After a run making items for one process, you change it over to make items for a different process, and build up a queue of output there.

When all of the output is used, it all may or may not work the way you expected it to.

Most of us would see this as a classic case of “overproduction” – overwhelming the system with excess output that hasn’t been checked for quality, that isn’t needed right now, and might or might not be useful in the future. But it seemed like good efficiency to make it while we could.

Our lean thinking tells us we want to do a few things here. Ultimately, we want to work hard to break up the batches, and make the value flow more evenly to each of the customer processes, and ultimately to the end customers. The work we must do to keep things moving smoothly and evenly will pay off in both tangible and intangible ways.

One of the primary reasons we push hard for 1:1 flow in the lean world is to enable one-by-one confirmation.

We want to test each item of output to confirm that it actually performs as expected rather than making lots of them without knowing if they are any good.
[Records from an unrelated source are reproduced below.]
PR #10251, opened 2022-11-10
multiple fixes for barrel alignment

shahor02:


shahor02:
@timo @ktf the licence checker complains about incorrect/missing licence header but does not tell the filename. I see that it writes these filenames to $GITHUB_STEP_SUMMARY but it is not clear how to retrieve this file. Any hint?

aalkin:
@shahor02 the issue is shown inline in `Files changed`, see `Check failure on line 10 in Detectors/Align/macro/algconf.C`. However it is a macro, so it should not be checked, I assume?

PR #10256, opened 2022-11-11
add helper to get nominal field

jgrosseo:


jgrosseo:
@shahor02 This is the same as in GRPObject.h. Do you have objections?

shahor02 (approved):

PR #10257, opened 2022-11-11
TRD raw reader skips links with corrupt digit HC headers

martenole:


bazinski:
This breaks backwards compatibility for byteswapping

martenole:
But the byte swapping was not only in the digit HC headers, was it? In which case it's broken anyways

bazinski:
I went back, it was taken out in #PR9647 not sure why this one stayed, but do we care about that backwards compatibility ?

martenole:
I thought the data for which this was required is anyhow not used anymore or has already been deleted even. Or did I misunderstand something?

bazinski:
Data is still there on tape somewhere, the only thing that *might* be of consequence is Kr but we redid Kr so not sure if we care. I *think* only the Kr raw data was stored, and a noise run, but again we have redone the noise run I think 3 times now, maybe more.

martenole:
a noise run we can always repeat. for Kr I am not sure whether it needs to be reprocessed. maybe @tdietel has an opinion on this? if yes, then I would need some data of that run and then I could add the byte swapping back.
Since at the moment its anyways not working it is better to remove it completely I think

bazinski:
If we ignore the byteswapping, we can lose the --fixforoldtrigger option as well which was fixed, I thinked a week prior to pilot beam, or there abouts.

martenole:
Closing, since superseded by https://github.com/AliceO2Group/AliceO2/pull/10278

How Do You Produce Improvements?

Now, imagine doing improvements this way. What would it look like?

A process would be scheduled to receive the rapid output of the Improvement Machine.

The Improvement Machine would be set up over a period of several days to produce improvements for the target process.

Once it was running, we would run the Improvement Machine very fast for a week or so. It would produce improvements faster than the target process can really absorb them.

At the end of the run, we might test the improvements as a batch. We might not test them at all, but rather report that they have been implemented with the assumption that they will work. We would also have excess improvements stored on a to-do list for future use.

Those excess improvements might, or might not, prove to be useful, but we would have huge pressure to implement them because they are on the list.

Once the machine was done producing improvements for one process, it would be set up to produce improvements the same way for another.

We would measure how many times we were able to run the improvement machine in a year, not so much the actual sustained impact we were making.

Improvements that were made without the machine might not be measured or credited at all. Or worse, these rogue improvements might actually be discouraged since they are made by people who aren’t certified to run the machine.

Now… substitute “kaizen event” for “improvement machine” and see if it makes any sense.

Why Are Big Batches Necessary?

The reason the Large Monument Machine has to cycle batches of output to different customers is because those customer processes don’t have the internal capability to do what it does. We need an outside resource to do it.

The countermeasure we strive to apply in these cases is to identify the capability that the customer process does need. We then work hard to develop it on a scale they can incorporate into their daily work. This is typically smaller, more specialized, and scoped to their needs.

My purpose here, though, is to apply a metaphor, not to discuss the economics of large capital equipment.

When we “batch improvements” it is often for the same reason: The area that is being improved can’t do it themselves, so we have to dedicate a scarce outside resource – an improvement expert – to lead them through it. Since that improvement leader can’t be there 100% of the time, he has to work as hard and fast as he can when he IS there.

Making Improvements vs. Teaching How to Make Improvements

The countermeasure in both scenarios is the same: Develop the capability within the process. In the case of making improvements, this means asking ourselves “Why can’t they do it?”

All of these are harder than just doing it for them. But if we want improvement to flow, this is the work that must be done.